# Tesco self service check outs



## davelincs (Jan 1, 2010)

what a farce, i was in tescos this morning, 6.30ish no check out assistants on just 6 self service tills,and one tesco supervisor, trying to sort the machines out as they would not read bar codes, tell you you needed help, weighing scales not working etc etc
one woman reared up then left a full,and i mean full trolley of shopping half checked out, so that till was out of service for 5 mins, why do tescos think these tills are the dogs bollockss, when really they are just bollocks, 15 mins later i left with 5 items, never again


----------



## Wallsendmag (Feb 12, 2004)

Same all over, the answer is that they are cheaper.


----------



## graTT58 (Jan 28, 2009)

davelincs said:


> what a farce, i was in tescos this morning, 6.30ish no check out assistants on just 6 self service tills,and one tesco supervisor, trying to sort the machines out as they would not read bar codes, tell you you needed help, weighing scales not working etc etc
> one woman reared up then left a full,and i mean full trolley of shopping half checked out, so that till was out of service for 5 mins, why do tescos think these tills are the dogs bollockss, when really they are just bollocks, 15 mins later i left with 5 items, never again


Tescos love them because they can reduce costs, reduce headcount, make us do all the fucking work and still charge us the same.

Wankers.

Ive not shopped in Tescos for two years and will NEVER go back. People need to wake up to Tescos plan to close the High Street and monopolise the retail sector for everything.


----------



## Devil (Mar 12, 2010)

i use tescos every morning for bread for my cafe.. for my 15 or 20 items or so their handy...
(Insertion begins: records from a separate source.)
PR #6933, opened 2024-02-26
Undo temporary 'using' keyword hack

alexgav:
Removing temporary hack to add "using" keyword to completion since we have a better change to add it in both VS and VSCode (see https://github.com/dotnet/razor/pull/9982). 

For the most part it's an undo of prior PR https://github.com/dotnet/vscode-csharp/pull/6441, but keeping one minor change from there that adjust completion item kind which is off by one with VS, this one

https://github.com/dotnet/vscode-csharp/blob/7e16947e68cb7a70177d3afba1d4e5116574259b/src/razor/src/completion/razorCompletionItemProvider.ts#L91C1-L93C18

which seems like a good change to keep.


davidwengier (approved):
👍

We should do the corresponding Razor insertion in this branch before merging.

davidwengier:
Inserted a new Razor build into this PR, which should also fix https://github.com/dotnet/razor/pull/10014 / https://devdiv.visualstudio.com/DevDiv/_workitems/edit/1977817

PR #6939, opened 2024-03-02
Add option for formatting code block open braces

davidwengier:
VS Code option for https://github.com/dotnet/razor/pull/10018


package.json
```diff
@@ -1978,6 +1978,12 @@
             "default": true,
             "description": "Enable/disable default Razor formatter."
           },
+          "razor.format.codeBlockBraceOnNextLine": {
+            "type": "boolean",
+            "scope": "window",
+            "default": false,
+            "description": "Forces the open brace after an @code or @functions directive to be on the following line."
```
Cosifne, line 1985: Do you expect this to be localized?

Cosifne (approved):
Fine with the change to be Eng only right now. Seems other options are also not localized. So it might be good to do that in another PR.

ryzngard (approved):

davidwengier:
> Fine with the change to be Eng only right now. Seems other options are also not localized. So it might be good to do that in another PR.

Thanks for the heads up, I just copied the existing pattern and didn't really think about it. Logged https://github.com/dotnet/razor/issues/10025 to fix this in another PR.

PR #7004, opened 2024-03-26
Insertion PR for roslyn

maryamariyan:
Needed for https://github.com/dotnet/vscode-csharp/pull/6960#issuecomment-2019103906

cc @ryzngard @davidwengier @dibarbet

### DIFF
--- a/package.json
+++ b/package.json
@@ -37,7 +37,7 @@
     }
   },
   "defaults": {
-    "roslyn": "4.10.0-3.24168.7",
+    "roslyn": "4.10.0-3.24168.8",
     "omniSharp": "1.39.11",
     "razor": "7.0.0-preview.24168.4",
     "razorOmnisharp": "7.0.0-preview.23363.1",


davidwengier:
Did we really only miss it by one build? That seems terribly unlucky 😁

My only real comment is that we should probably just cherry-pick this commit into the other PR, so it all goes at once. No need to do two PRs I don't think?

ryzngard:
> Did we really only miss it by one build? That seems terribly unlucky 😁
> 
> My only real comment is that we should probably just cherry-pick this commit into the other PR, so it all goes at once. No need to do two PRs I don't think?

Yes we did 😢

dibarbet:
> My only real comment is that we should probably just cherry-pick this commit into the other PR, so it all goes at once. No need to do two PRs I don't think?

Agree with this - fine to cherry-pick this change into your previous PR that adds the flag.  Also make sure to run `gulp updateRoslynVersion` locally to update the new package versions in the nuget feed

maryamariyan:
sounds good, I'll close this and cherry pick on the other pr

If u have 5 items the same and 4 the same of another grab the so called supervisor and he will put it through for u, u tell him 5 he puts 1 through and amends the quantity.. in my case i dnt even have to get half of it out the trolley.

when it works it has its benefits as long as the divs with a full trolley aint in front of u :lol:


----------



## ScoobyTT (Aug 24, 2009)

Surely it'd be cheaper for you to go to a catering supplier? Or are Tesco trying to put them out of business too?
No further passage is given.